Вот над чем тут нужно поразмыслить. Количество и разнообразие Hox-генов у животных сравнительно невелико, а их универсальная распространенность показывает, что они могли быть представлены в геноме самых первых, докембрийских, животных. Общий предок всех Metazoa уже должен был иметь базовый набор этих «дирижеров». Выходит, что гены, заставляющие крылья жуков превращаться в «рога», возникли в столь давние времена, когда ни жуков, ни рогов, ни крыльев вообще не существовало. Что же эти гены делали раньше? Мы не знаем в точности, как выглядел последний общий предок всех животных. Но можно сказать наверняка, что известные нам сейчас планы строения возникли как результат трансформации какого-то одного исходного прототипа. Вероятно, это происходило за счет мутаций гомеозисных генов.
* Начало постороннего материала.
PR #129, opened 2024-02-28
Float bencher update

gpwclark:
@StevenLove even though the first two calls to eval-pol print out numbers in a given precision:
`399.999999999585` 
even though the correct answer as input by the program and correctly passed was: `399.99999999958527`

Все животные располагают одним и тем же генетическим «набором инструментов» (toolkit), состоящим из определенного числа «генов-хозяев» (master genes) — регуляторных гомеобоксных генов, в подчинении которых находятся структурные гены, играющие роль «рабов», послушных исполнителей отдаваемых команд. Если искать менее брутальную метафору, то занятия этих двух групп генов можно сравнить с работой архитектора, проектирующего здание в своем светлом и теплом кабинете, и трудом строительных рабочих, реализующих проект под дождем и палящим солнцем. Так на основе невидимого генетического «чертежа» создаются живые воплощения планов строения — черви, насекомые, птицы, звери.
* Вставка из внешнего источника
PR #130, opened 2024-02-28
Add read and fix lisp tests

gpwclark:
add read, fix lisp tests so that they compile. Lots of errors but the syntax at least works.


slosh/src/load_eval.rs
```diff
@@ -207,7 +207,37 @@ fn eval(vm: &mut SloshVm, registers: &[Value]) -> VMResult<Value> {
     }
 }
 
+fn read(vm: &mut SloshVm, registers: &[Value]) -> VMResult<Value> {
```
sstanfield, line 210: The semantics of this are not quite write.  Probably want to call this "read-all" or something.  For the traditional read form it reads and returns one sexp at a time.  So if you used it with a string you would only get the first sexp and for a file you could loop over the file calling read to get all the sexps.  I know this is less useful for reading strings, hence the suggestion to change the name and reserve "read" for the "normal" lisp read (I will need to sort out string iterators soon that would make this useful with strings again).  This also means you always get a vec back which is also not the "normal" behavior but would make sense for a form that is intended to always read all the sexps it is given.

Anyway, this is a useful form but I don't think it should be given the name read...

gpwclark: @sstanfield fixed.

sstanfield (approved):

Два столетия тому назад великий поэт и не менее великий естествоиспытатель Иоганн Вольфганг фон Гёте писал о «метаморфозе растений». Он доказывал, что строение всех известных нам растений, каждой березы, пальмы или кувшинки, может быть получено путем «умственного преобразования» некоего прарастения (Urpflanze), которое является идеальным прообразом всех конкретных представителей растительного царства. Здесь нет эволюционного подтекста; дело происходило за полвека до Дарвина. Гёте рассуждал о преобразованиях формы как идеально понятой сущности «растения вообще». Метаморфозы реализуются в умопостигаемом пространстве морфологических возможностей, а не в геологическом времени. Следуя Гёте, английский зоолог Роберт Оуэн (современник и коллега Дарвина) попытался реконструировать единый прототип «позвоночного вообще», а отсюда рукой подать до идеи о едином структурном прототипе (архетипе) всех животных. Правда, Оуэн до конца жизни не смирился с «Дарвиновой ересью», и ему в голову не пришло бы отождествлять свой архетип с реальным, некогда существовавшим прапредком.